:: Work instruction ::
Only lines containing "tests" are wanted from the data below. Copy those lines.

:: Input material ::
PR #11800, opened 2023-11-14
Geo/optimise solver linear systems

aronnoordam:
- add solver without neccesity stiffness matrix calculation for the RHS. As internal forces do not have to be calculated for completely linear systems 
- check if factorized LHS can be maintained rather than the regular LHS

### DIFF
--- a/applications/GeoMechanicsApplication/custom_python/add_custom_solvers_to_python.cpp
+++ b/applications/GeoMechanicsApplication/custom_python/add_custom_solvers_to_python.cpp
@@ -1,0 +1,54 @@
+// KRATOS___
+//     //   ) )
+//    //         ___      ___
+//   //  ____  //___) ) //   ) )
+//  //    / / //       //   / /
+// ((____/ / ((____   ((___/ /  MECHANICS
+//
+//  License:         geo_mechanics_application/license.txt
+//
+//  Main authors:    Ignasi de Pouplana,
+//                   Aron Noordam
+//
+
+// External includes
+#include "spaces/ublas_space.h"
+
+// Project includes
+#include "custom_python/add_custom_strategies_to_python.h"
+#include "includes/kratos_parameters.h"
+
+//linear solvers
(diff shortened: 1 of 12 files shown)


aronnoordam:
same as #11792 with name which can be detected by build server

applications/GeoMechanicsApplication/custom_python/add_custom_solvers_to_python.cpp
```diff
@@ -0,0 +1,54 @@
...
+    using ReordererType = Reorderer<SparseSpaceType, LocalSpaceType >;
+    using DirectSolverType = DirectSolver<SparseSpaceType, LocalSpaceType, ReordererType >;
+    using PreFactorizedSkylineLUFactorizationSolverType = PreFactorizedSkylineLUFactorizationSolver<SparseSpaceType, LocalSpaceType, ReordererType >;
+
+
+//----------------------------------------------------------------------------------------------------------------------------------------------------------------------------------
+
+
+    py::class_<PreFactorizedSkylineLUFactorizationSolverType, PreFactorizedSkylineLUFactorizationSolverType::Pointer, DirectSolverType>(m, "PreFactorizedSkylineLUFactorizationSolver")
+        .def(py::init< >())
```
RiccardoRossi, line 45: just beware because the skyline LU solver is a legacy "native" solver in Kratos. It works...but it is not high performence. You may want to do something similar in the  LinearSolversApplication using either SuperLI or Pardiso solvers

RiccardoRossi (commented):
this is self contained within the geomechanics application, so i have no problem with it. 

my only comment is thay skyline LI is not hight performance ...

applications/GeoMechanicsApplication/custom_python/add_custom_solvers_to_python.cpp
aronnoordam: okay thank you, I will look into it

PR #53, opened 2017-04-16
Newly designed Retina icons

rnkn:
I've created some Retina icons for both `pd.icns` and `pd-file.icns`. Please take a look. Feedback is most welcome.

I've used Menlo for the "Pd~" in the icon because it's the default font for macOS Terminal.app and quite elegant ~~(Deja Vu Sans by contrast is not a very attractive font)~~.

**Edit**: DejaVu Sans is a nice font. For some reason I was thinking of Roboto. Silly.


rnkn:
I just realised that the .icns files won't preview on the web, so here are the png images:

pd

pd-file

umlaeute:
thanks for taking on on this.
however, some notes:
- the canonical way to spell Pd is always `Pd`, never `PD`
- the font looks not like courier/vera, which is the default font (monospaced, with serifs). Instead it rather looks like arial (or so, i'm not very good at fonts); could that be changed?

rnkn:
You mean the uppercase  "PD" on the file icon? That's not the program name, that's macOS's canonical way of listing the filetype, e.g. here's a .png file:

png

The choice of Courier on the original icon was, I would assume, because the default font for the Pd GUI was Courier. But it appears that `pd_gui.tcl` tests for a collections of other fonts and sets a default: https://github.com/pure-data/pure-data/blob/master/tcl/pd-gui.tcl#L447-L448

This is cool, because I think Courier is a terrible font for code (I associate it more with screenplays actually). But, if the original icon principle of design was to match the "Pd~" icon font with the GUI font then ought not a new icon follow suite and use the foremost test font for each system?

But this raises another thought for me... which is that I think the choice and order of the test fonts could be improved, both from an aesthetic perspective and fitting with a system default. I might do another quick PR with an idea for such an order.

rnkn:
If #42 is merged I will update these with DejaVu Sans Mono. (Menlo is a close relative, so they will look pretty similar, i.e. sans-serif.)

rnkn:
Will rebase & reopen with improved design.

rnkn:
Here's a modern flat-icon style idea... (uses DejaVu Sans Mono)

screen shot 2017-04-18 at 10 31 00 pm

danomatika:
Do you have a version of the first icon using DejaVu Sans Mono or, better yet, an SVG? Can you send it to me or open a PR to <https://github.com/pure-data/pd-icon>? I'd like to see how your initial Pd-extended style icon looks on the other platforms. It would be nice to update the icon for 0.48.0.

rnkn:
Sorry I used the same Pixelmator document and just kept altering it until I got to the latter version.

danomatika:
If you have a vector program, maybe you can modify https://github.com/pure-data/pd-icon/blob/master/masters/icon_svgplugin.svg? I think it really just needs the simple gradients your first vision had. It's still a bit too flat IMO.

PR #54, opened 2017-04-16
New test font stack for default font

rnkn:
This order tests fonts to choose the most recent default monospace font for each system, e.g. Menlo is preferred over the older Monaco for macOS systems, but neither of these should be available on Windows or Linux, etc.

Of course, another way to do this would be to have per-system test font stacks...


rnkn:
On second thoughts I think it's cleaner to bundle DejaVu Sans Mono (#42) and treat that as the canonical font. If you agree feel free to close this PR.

:: Result below ::
The choice of Courier on the original icon was, I would assume, because the default font for the Pd GUI was Courier. But it appears that `pd_gui.tcl` tests for a collections of other fonts and sets a default: https://github.com/pure-data/pure-data/blob/master/tcl/pd-gui.tcl#L447-L448
This order tests fonts to choose the most recent default monospace font for each system, e.g. Menlo is preferred over the older Monaco for macOS systems, but neither of these should be available on Windows or Linux, etc.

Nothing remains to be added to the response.